RakuAST::ApplyInfix.new(
  left  => RakuAST::IntLiteral.new(42),
  infix => RakuAST::Infix.new("+"),
  right => RakuAST::IntLiteral.new(666)
)
Enter fullscreen mode Exit fullscreen mode

In this example, the "left" (RakuAST::IntLiteral.new(42)), "infix" (RakuAST::Infix.new("+")) and "right" (RakuAST::IntLiteral.new(666)) are considered to be "children" of the RakuAST::ApplyInfix object. In this case, these "children" do not have children of their own. But in many cases, they do: in which case, the .visit-children will be called on these objects as well.

Now, this sounds rather complicated. But we can make it a lot less complicated by wrapping the complexity into a subroutine.

Grepping the tree

So let's make a grep subroutine that takes a RakuAST::Node object and a matcher for the object, that will visit all of its "children" recursively. And which returns a Seq of the RakuAST::Node objects that matched.

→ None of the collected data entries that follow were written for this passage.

PR #799, opened 2022-03-09
inline facets and axes

mbostock:
A few internal improvements derived from the mbostock/layout branch:

* Don’t wrap all marks in a Facet mark when faceting; handle faceting directly.
* Don’t try to treat AxisX and AxisY as marks; render them directly.
* Override _mark_.filter instead of passing defaults.filter to the constructor.
* Rename a few local variables.


src/plot.js
```diff
@@ -96,13 +125,69 @@ export function plot(options = {}) {
...
+          .append("g")
+            .attr("transform", facetTranslate(fx, fy))
+            .each(function(key) {
+              const j = indexByFacet.get(key);
+              for (const [mark, {channels, values, index, faceted}] of stateByMark) {
+                const renderIndex = mark.filter(faceted ? index[j] : index, channels, values);
+                const node = mark.render(renderIndex, scales, values, subdimensions);
+                if (node != null) this.appendChild(node);
+              }
+            }));
```
Fil, line 184: This pattern makes the code a bit hard to read with the two successive anonymous functions. Suggestion:
```suggestion
    if (fy && axes.y) {
      const axis1 = axes.y, axis2 = nolabel(axis1);
      const j = axis1.labelAnchor === "bottom" ? fyDomain.length - 1 : axis1.labelAnchor === "center" ? fyDomain.length >> 1 : 0;
      select(svg).selectAll()
        .data(fyDomain)
        .enter()
        .append((ky, i) => (i === j ? axis1 : axis2).render(
          fx && where(fxDomain, kx => indexByFacet.has([kx, ky])),
          scales,
          {...dimensions, ...fyMargins, offsetTop: fy(ky)}
        ));
    }
    if (fx && axes.x) {
      const axis1 = axes.x, axis2 = nolabel(axis1);
      const j = axis1.labelAnchor === "right" ? fxDomain.length - 1 : axis1.labelAnchor === "center" ? fxDomain.length >> 1 : 0;
      const {marginLeft, marginRight} = dimensions;
      select(svg).selectAll()
        .data(fxDomain)
        .enter()
        .append((kx, i) => (i === j ? axis1 : axis2).render(
          fy && where(fyDomain, ky => indexByFacet.has([kx, ky])),
          scales,
          {...dimensions, ...fxMargins, labelMarginLeft: marginLeft, labelMarginRight: marginRight, offsetLeft: fx(kx)}
        ));
    }
    select(svg).selectAll()
      .data(facetKeys(scales).filter(indexByFacet.has, indexByFacet))
      .enter()
      .append("g")
        .attr("transform", facetTranslate(fx, fy))
        .each(function(key) {
          const j = indexByFacet.get(key);
          for (const [mark, {channels, values, index, faceted}] of stateByMark) {
            const renderIndex = mark.filter(faceted ? index[j] : index, channels, values);
            const node = mark.render(renderIndex, scales, values, subdimensions);
            if (node != null) this.appendChild(node);
          }
        });
```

sub grep(RakuAST::Node:D $ast, $matcher) {
    sub visitor($ast) {                   # recursive visitor
        take $ast if $ast ~~ $matcher;    # accept if matched
        $ast.visit-children(&?ROUTINE);   # visit its children
    }

    gather $ast.visit-children(&visitor)  # gather the takes
}
Enter fullscreen mode Exit fullscreen mode

This is an excellent situation to use the gatherand take functionality of the Raku Programming Language.

The gather returns a Seq and a dynamic scope in which each take will lazily be produced as an element in that Seq. Its argument is an expression that will be executed within that dynamic scope: this can be a Block, but it doesn't have to be.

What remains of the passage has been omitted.